Manufacturing PMIs (May)

  • Final for S&P Manufacturing is expected to print 52.3, in-line with the prior estimate.
  • Consensus projects ISM Manufacturing at 48.5%, a 0.2% decrease from the prior 48.7%.

Job Openings (JOLTs, April)

  • 7.192 million new job openings were recorded for March. At time of publication, no estimate was available.

ADP Employment

  • 112k, a nice rebound from last month’s 62k, is the forecast for private sector job creation.
  • While there is no estimate, last month job stayers and changers experienced a 4.5% and 6.9% YoY wage increase.

Services PMIs (May)

  • S&P Services is projected to print 52.3, in-line with the prior estimate.
  • ISM Services is projected to print 52.2%, a tick higher than the preliminary 51.6%.

Initial Jobless Claims

  • Initial jobless claims is expected to print 232k, down from the prior week’s 240k. 

May Payrolls

  • 125k is the forecast for headline job creation, down from 177k last month.
  • Unemployment is projected to remain stable at 4.2%
  • Hourly wages on a monthly basis is expected to tick up 0.3%, a touch hotter than the prior 0.2%; on a yearly basis

Micro Movers

AI > Tariffs

It was a great quarter, and NVDA management went to great lengths to explain it would’ve been even better if not for U.S. government restrictions on chip exports. What I walked away with was this: despite the uncertainty surrounding global trade, the runway for AI demand hasn’t shortened an iota. Sovereigns and hyperscalers refuse to risk being left behind. The number of AI tokens (requests) continues to grow, and so the buildout persists.

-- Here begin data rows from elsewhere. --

PR #331, opened 2020-11-25
Implemented memoization to improve cycle detection performance.

### LINKED ISSUE #330: Improve the algorithm used by the Sub Token to detect potential cycles
In files with a large amount of pointer dereferences and especially a wide structure, cycle detection slows parsing down considerably. The current implementation does not cache any intermediate results, so every time a Sub is parsed, all possible locations that might have been jumped to before and enumerated.

jvdb:
Resolves #330.

This change boils down to the addition of `CycleToken` and the handling of it: maintaining a collection of `ParseReference`s in the `ParseState` and checking that collection instead of searching by the `Sub` token.

BTW: BetterCodeHub complains about some added complexity, but I propose to not address that in this PR.

### DIFF
--- a/.travis.yml
+++ b/.travis.yml
@@ -10,8 +10,6 @@ jdk:
   - oraclejdk11
   - openjdk11
 
-before_install: pip install --user codecov
-
 script: mvn clean verify sonar:sonar -Dsonar.projectKey=parsingdata_metal
 
-after_success: codecov
+after_success: bash <(curl -s https://codecov.io/bash)
--- a/core/src/main/java/io/parsingdata/metal/data/ParseState.java
+++ b/core/src/main/java/io/parsingdata/metal/data/ParseState.java
@@ -101,7 +101,7 @@ public class ParseState {
     @Override
     public String toString() {
         final String iterationString = iterations.isEmpty() ? "" : ";iterations:" + iterations.toString();
-        final String targetsString = references.isEmpty() ? "" : ";targets:" + references.toString();
+        final String targetsString = references.isEmpty() ? "" : ";references:" + references.toString();
         return getClass().getSimpleName() + "(source:" + source + ";offset:" + offset + ";order:" + order + iterationString + targetsString + ")";
     }
 
--- a/core/src/main/java/io/parsingdata/metal/data/ParseState.java
+++ b/core/src/main/java/io/parsingdata/metal/data/ParseState.java
@@ -66,6 +66,10 @@ public class ParseState {
         return new ParseState(order.closeBranch(), source, offset, token.isIterable() ? iterations.tail : iterations, references);
     }
 
+    public ParseState addCycleReference(final ParseReference parseReference) {
+        return new ParseState(order, source, offset, iterations, references.add(parseReference));
+    }
+
     public ParseState add(final ParseValue parseValue) {
         return new ParseState(order.add(parseValue), source, offset, iterations, references);
     }
@@ -88,10 +92,6 @@ public class ParseState {
 
     public ParseState withSource(final Source source) {
         return new ParseState(order, source, ZERO, iterations, references);
-    }
-
-    public ParseState withReferences(final ImmutableList<ParseReference> references) {
-        return new ParseState(order, source, offset, iterations, references);
     }
 
     public Optional<Slice> slice(final BigInteger length) {
--- a/core/src/main/java/io/parsingdata/metal/data/ParseState.java
+++ b/core/src/main/java/io/parsingdata/metal/data/ParseState.java
@@ -66,7 +66,7 @@ public class ParseState {
         return new ParseState(order.closeBranch(), source, offset, token.isIterable() ? iterations.tail : iterations, references);
     }
 
-    public ParseState addCycleReference(final ParseReference parseReference) {
+    public ParseState add(final ParseReference parseReference) {
         return new ParseState(order, source, offset, iterations, references.add(parseReference));
     }
 
@@ -74,7 +74,7 @@ public class ParseState {
         return new ParseState(order.add(parseValue), source, offset, iterations, references);
     }
 
-    public ParseState add(final ParseReference parseReference) {
+    public ParseState createCycle(final ParseReference parseReference) {
         return new ParseState(order.add(parseReference), source, offset, iterations, references);
     }
 
--- a/core/src/main/java/io/parsingdata/metal/data/ParseState.java
+++ b/core/src/main/java/io/parsingdata/metal/data/ParseState.java
@@ -100,9 +100,9 @@ public class ParseState {
 
     @Override
     public String toString() {
-        final String iterationString = iterations.isEmpty() ? "" : ";iterations:" + iterations.toString();
-        final String targetsString = references.isEmpty() ? "" : ";references:" + references.toString();
-        return getClass().getSimpleName() + "(source:" + source + ";offset:" + offset + ";order:" + order + iterationString + targetsString + ")";
+        final String iterationsString = iterations.isEmpty() ? "" : ";iterations:" + iterations.toString();
+        final String referencesString = references.isEmpty() ? "" : ";references:" + references.toString();
+        return getClass().getSimpleName() + "(source:" + source + ";offset:" + offset + ";order:" + order + iterationsString + referencesString + ")";
     }
 
     @Override
--- a/core/src/main/java/io/parsingdata/metal/data/ParseState.java
+++ b/core/src/main/java/io/parsingdata/metal/data/ParseState.java
@@ -37,16 +37,18 @@ public class ParseState {
     public final BigInteger offset;
     public final Source source;
     public final ImmutableList<ImmutablePair<Token, BigInteger>> iterations;
+    public final ImmutableList<ParseReference> references;
 
-    public ParseState(final ParseGraph order, final Source source, final BigInteger offset, final ImmutableList<ImmutablePair<Token, BigInteger>> iterations) {
+    public ParseState(final ParseGraph order, final Source source, final BigInteger offset, final ImmutableList<ImmutablePair<Token, BigInteger>> iterations, final ImmutableList<ParseReference> references) {
         this.order = checkNotNull(order, "order");
         this.source = checkNotNull(source, "source");
         this.offset = checkNotNegative(offset, "offset");
         this.iterations = checkNotNull(iterations, "iterations");
+        this.references = checkNotNull(references, "references");
     }
 
     public static ParseState createFromByteStream(final ByteStream input, final BigInteger offset) {
-        return new ParseState(ParseGraph.EMPTY, new ByteStreamSource(input), offset, new ImmutableList<>());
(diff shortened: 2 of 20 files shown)


core/src/main/java/io/parsingdata/metal/data/ParseState.java
```diff
@@ -95,7 +101,8 @@ public ParseState withSource(final Source source) {
     @Override
     public String toString() {
         final String iterationString = iterations.isEmpty() ? "" : ";iterations:" + iterations.toString();
-        return getClass().getSimpleName() + "(source:" + source + ";offset:" + offset + ";order:" + order + iterationString + ")";
+        final String targetsString = references.isEmpty() ? "" : ";references:" + references.toString();
```
rdvdijk, line 104: I guess that the 'references' concept was renamed somewhere along the line? I would expect `referencesString` here.

core/src/main/java/io/parsingdata/metal/token/CycleToken.java
```diff
@@ -0,0 +1,47 @@
...
+    /**
+     * Parse this {@link Token}. Adds itself to the list of references maintained in the {@link Environment}'s
+     * {@link ParseState} object to quickly allow detection of potential cycles.
+     *
+     * @param environment the environment to apply the parse to
+     * @return a non-empty {@code Optional<ParseState>} if successful, otherwise {@code Optional.empty()}
+     */
+    @Override
+    public Optional<ParseState> parse(Environment environment) {
+        return super.parse(environment.withParseState(environment.parseState.withReferences(environment.parseState.references.add(new ParseReference(environment.parseState.offset, environment.parseState.source, this.getCanonical(environment.parseState))))));
```
rdvdijk, line 45: That's a pretty long line! Maybe reformat this a bit?

My proposal, but maybe I'm talking it too far in the other direction :wink: 

```java
         return super.parse(
             environment.withParseState(
                 environment.parseState.withReferences(
                     environment.parseState.references.add(
                         new ParseReference(
                             environment.parseState.offset, 
                             environment.parseState.source, 
                             this.getCanonical(environment.parseState)
                         )
                     )
                 )
             )
         );
```

core/src/main/java/io/parsingdata/metal/token/CycleToken.java
```diff
@@ -0,0 +1,47 @@
...
+import java.util.Optional;
+
+import io.parsingdata.metal.data.Environment;
+import io.parsingdata.metal.data.ParseReference;
+import io.parsingdata.metal.data.ParseState;
+import io.parsingdata.metal.encoding.Encoding;
+
+/**
+ * Base class for {@link Token} implementations that can potentially
+ * cause a cycle if used in conjunction with {@link Sub}.
```
rdvdijk, line 28: What does `in conjunction with Sub` mean?

I understand the change of the PR, but this Javadoc seems a bit vague.

Maybe we can elaborate more what the `CycleToken`s typically are, or how they behave, maybe something like "tokens that contain other tokens" or "tokens that use other tokens as building blocks" (also pretty vague, I admit).

rdvdijk: And related to that: Which tokens are *not* `CycleToken`s?

core/src/test/java/io/parsingdata/metal/ToStringTest.java
```diff
@@ -203,6 +207,19 @@ public void callback() {
...
+    @Test
+    public void toStringOnParseStateCollections() {
+        final ParseState parseState = stream(1, 2);
+        assertFalse(parseState.toString().contains(";iterations:"));
+        assertFalse(parseState.toString().contains(";references:"));
+        final ImmutableList<ImmutablePair<Token, BigInteger>> iterationsList = ImmutableList.create(new ImmutablePair<>(t(), BigInteger.ZERO));
+        final ParseState parseStateWithIteration = new ParseState(parseState.order, parseState.source, parseState.offset, iterationsList, new ImmutableList<>());
+        assertTrue(parseStateWithIteration.toString().contains(";iterations:" + iterationsList.toString()));
+        final ImmutableList<ParseReference> referencesList = ImmutableList.create(new ParseReference(BigInteger.ZERO, parseState.source, t()));
+        final ParseState parseStateWithReference = new ParseState(parseState.order, parseState.source, parseState.offset, new ImmutableList<>(),referencesList);
```
rdvdijk, line 219: **code style check engage**
```java
,referencesList
```
Should be:
```java
, referencesList
```
**code style check disengage**

core/src/test/java/io/parsingdata/metal/data/SelectionTest.java
```diff
@@ -42,12 +42,21 @@
         @Override protected boolean isAvailable(BigInteger offset, BigInteger length) { return true; }
     };
 
+    private final Source otherSource = new Source() {
+        @Override protected byte[] getData(BigInteger offset, BigInteger length) { return new byte[0]; }
+        @Override protected boolean isAvailable(BigInteger offset, BigInteger length) { return true; }
+    };
```
rdvdijk, line 48: Minor, just wondering: is this the first time we need an "other" source? If so, maybe we can reuse it here.

core/src/test/java/io/parsingdata/metal/data/selection/ByTokenTest.java
```diff
@@ -239,9 +239,9 @@ public void getSubRef() {
         final Optional<ParseState> result = composition.parse(env(stream(0)));
         assertTrue(result.isPresent());
         final ImmutableList<ParseItem> items = getAll(result.get().order, DEF2);
-        // should return the ParseGraph created by the Sub and the ParseReference that refers to the existing ParseItem
+        // should return two values created by the Sub, no ParseReference because a Def cannot create a cycle
```
rdvdijk, line 242: Nice! :+1:

core/src/main/java/io/parsingdata/metal/token/CycleToken.java
mvanaken, line 45: This is a really really really really really really really really really really really really really really really really really really really really really really really really really really really really really really really really really really really really really really really really really really really really really really really really long line. ;) ~~Maybe create a method on the environment instead? E.g. `environment.addReference(new ParseReference...)`, which does this logic, because you really have to know the environment here to understand what is happening here. The method in environment can get a more explanatory name.~~ Can't `add(ParseReference)` within ParseState can be reused?

core/src/main/java/io/parsingdata/metal/data/ParseState.java
```diff
@@ -37,55 +37,61 @@
...
-        return new ParseState(order.closeBranch(), source, offset, token.isIterable() ? iterations.tail : iterations);
+        return new ParseState(order.closeBranch(), source, offset, token.isIterable() ? iterations.tail : iterations, references);
     }
 
     public ParseState add(final ParseValue parseValue) {
-        return new ParseState(order.add(parseValue), source, offset, iterations);
+        return new ParseState(order.add(parseValue), source, offset, iterations, references);
     }
 
     public ParseState add(final ParseReference parseReference) {
```
mvanaken, line 73: Can't this the method where we actually add a parseReference to the references list? I know this is only used within Sub, but we could use this also within the CycleToken, I think.

mvanaken (commented):
I like how minimal the change actually is. :) I still think we can make it a little more readable and am curious if we can reuse the `add(ParseReference)` within `ParseState` for this. That would also make the method `withReferences` redundant.

core/src/main/java/io/parsingdata/metal/data/ParseState.java
jvdb: (This is a response to both your comments!) The problem is that not every invocation of `ParseState.add(...)` should lead to the creation of a `ParseReference` to add to the `references` collection. This is something specific to when a `CycleToken` is parsed, so that's why it happens there. For example a `Def` is not a `CycleToken` (because it cannot create a cycle) so adding a `Def` to the `ParseState` should not lead to adding something to the `references` collection.

I do totally agree though that the line in `CycleToken.parse(...)` looks quite ridiculous, so I will try to see if there is some way to shorten that in an intuitive manner that doesn't move `CycleToken`'s responsibility somewhere where it doesn't belong.

core/src/test/java/io/parsingdata/metal/data/SelectionTest.java
jvdb: There's one other use but it's a little different. Instead I've extracted the construction into a method so that it's no longer a duplicate blob.

core/src/main/java/io/parsingdata/metal/token/CycleToken.java
jvdb: I've reformatted it, but @mvanaken below suggests to maybe integrate all these chained helper invocations into something a little easier to follow (and shorter!). So it might change into something better 😅

core/src/main/java/io/parsingdata/metal/token/CycleToken.java
jvdb: Before you know it, we're back in the discussion around whether it's actually a non-terminal or not. But I agree it should be explained to the user here!

jvdb: I've reworded the description and expanded it to explicitly explain that all non-terminal `Token`s are of this type except `TokenRef` and `Tie` along with the rationale for that.

.travis.yml
```diff
@@ -10,8 +10,6 @@ jdk:
   - oraclejdk11
   - openjdk11
 
-before_install: pip install --user codecov
-
 script: mvn clean verify sonar:sonar -Dsonar.projectKey=parsingdata_metal
 
-after_success: codecov
+after_success: bash <(curl -s https://codecov.io/bash)
```
rdvdijk, line 15: Saw your comments [here](https://community.codecov.io/t/weird-ssl-error-from-codecov-python-when-uploading-from-travis-ci/2521). Weird!

rdvdijk (approved):

core/src/main/java/io/parsingdata/metal/token/CycleToken.java
jvdb: See my response below!

core/src/main/java/io/parsingdata/metal/data/ParseState.java
jvdb: I've mirrored the pattern we used on `Environment.addBranch(...)` and `ParseState.addBranch(...)`: there are now helper methods `Environment.addCycleReference(...)` and also `ParseState.addCycleReference(...)` that together compose what originally happened in `CycleToken.parse(...)`.

.travis.yml
jvdb: 😬

core/src/main/java/io/parsingdata/metal/data/ParseState.java
jvdb: We ended up improving this further by renaming the original `add(ParseReference)` to `createCycle(ParseReference)` and the `addCycleReference(...)` to just `add(...)` to better reflect what they actually do.

PR #332, opened 2020-12-17
Make ImmutableList iterable

gertjanal:
Make the ImmutableList iterable, so it can be used in for loops and streams

### DIFF
--- a/core/src/main/java/io/parsingdata/metal/data/ImmutableList.java
+++ b/core/src/main/java/io/parsingdata/metal/data/ImmutableList.java
@@ -109,8 +109,7 @@ public class ImmutableList<T> implements Iterable<T> {
 
             @Override
             public boolean hasNext() {
-                final ImmutableList<T> list = next.get();
-                return !list.isEmpty();
+                return !next.get().isEmpty();
             }
 
             @Override
--- a/core/src/main/java/io/parsingdata/metal/data/ImmutableList.java
+++ b/core/src/main/java/io/parsingdata/metal/data/ImmutableList.java
@@ -21,12 +21,14 @@ import static io.parsingdata.metal.Trampoline.intermediate;
 import static io.parsingdata.metal.Util.checkNotNull;
 import static io.parsingdata.metal.data.Selection.reverse;
 
+import java.util.Iterator;
 import java.util.Objects;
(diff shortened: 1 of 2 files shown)


core/src/test/java/io/parsingdata/metal/ImmutableListTest.java
```diff
@@ -146,6 +146,15 @@ public void sizeEmpty() {
         assertEquals(0, new ImmutableList<ParseValue>().size);
     }
 
+    @Test
+    public void iterable() {
+        final StringBuilder builder = new StringBuilder();
+        for(final ParseValue value : l5) {
+            builder.append(value.name);
+        }
+        assertEquals("abade", builder.toString());
```
gertjanal, line 155: Is this the expected order?

core/src/main/java/io/parsingdata/metal/data/ImmutableList.java
```diff
@@ -100,4 +102,27 @@ public int hashCode() {
...
+            @Override
+            public boolean hasNext() {
+                return !next.get().isEmpty();
+            }
+
+            @Override
+            public T next() {
+                final ImmutableList<T> list = next.get();
+                if (list.isEmpty()) {
+                    return null;
```
mvanaken, line 119: Or throw an exception, e.g. `NoSuchElementException`, since there is a `hasNext`method?

core/src/test/java/io/parsingdata/metal/ImmutableListTest.java
```diff
@@ -146,6 +146,15 @@ public void sizeEmpty() {
         assertEquals(0, new ImmutableList<ParseValue>().size);
     }
 
+    @Test
+    public void iterable() {
```
mvanaken, line 150: Include a test to iterate beyond the end?

mvanaken (commented):
Have a iterable list is very convenient! I think we can simplify e.g. implementations within Structure, but was there a specific usecase that you implemented this now? (if you told me, sorry I forgot...)

jvdb:
Closing this because adding this directly to Metal would only make sense if all the classes using the `ImmutableList` inside Metal would also be refactored to use this functionality. This may be a good idea but requires some thought and discussion before we put effort into doing it.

You could argue NVDA, and by extension AI, saved the stock market in 2023. Prior to their May 2023 quarter, which made it clear the AI-hype was real, markets were still grappling whether the economy would crack under the weight of the Fed’s historic hiking cycle. Turns out, when you get a new tech cycle like we did with AI, you can have an extremely imbalanced economy (housing is still frozen), restrictive rates, and still avoid recession.

AI saved the market in 2023. Can it do it again in 2025? Maybe, but not in the same way. In 2023, AI changed the earnings outlook. This time it will need to keep the earnings outlook alive until the rest of the market can pull its weight once there is some degree of certainty surrounding trade.

Earnings Highlights

  • CrowdStrike (CRWD) & Rubrik (RBRK): Cybersecurity has been the place to be this year. Both stocks recently hit new all-time highs. If business-as-usual quarters are sold, I’d see it as an opportunity to average in. 
  • Broadcom (AVGO): A clear second to NVDA in the semiconductor world. Over the last three months, AVGO (21%) has outperformed NVDA (8%) and the broader cohort (SMH, 3%). Portfolio diversification has had a strong 2025. AVGO’s business is well-balanced across software, hardware, and client geography. Fitting to see an adjacent talking point playing out in a related area.
  • Dollar Tree (DLTR), Five Below (FIVE), & Dollar General (DG): These stocks weren’t spared the April sell-off, but coming out of it, along with a heightened sense of recession, they have outperformed the S&P 500 on the way out.

Not sure if their quarters will justify the moves or if ongoing trade complications remain enough to keep investors in regardless of the quarterly results, but it’s certainly worth pointing out that some stocks have recession in their price.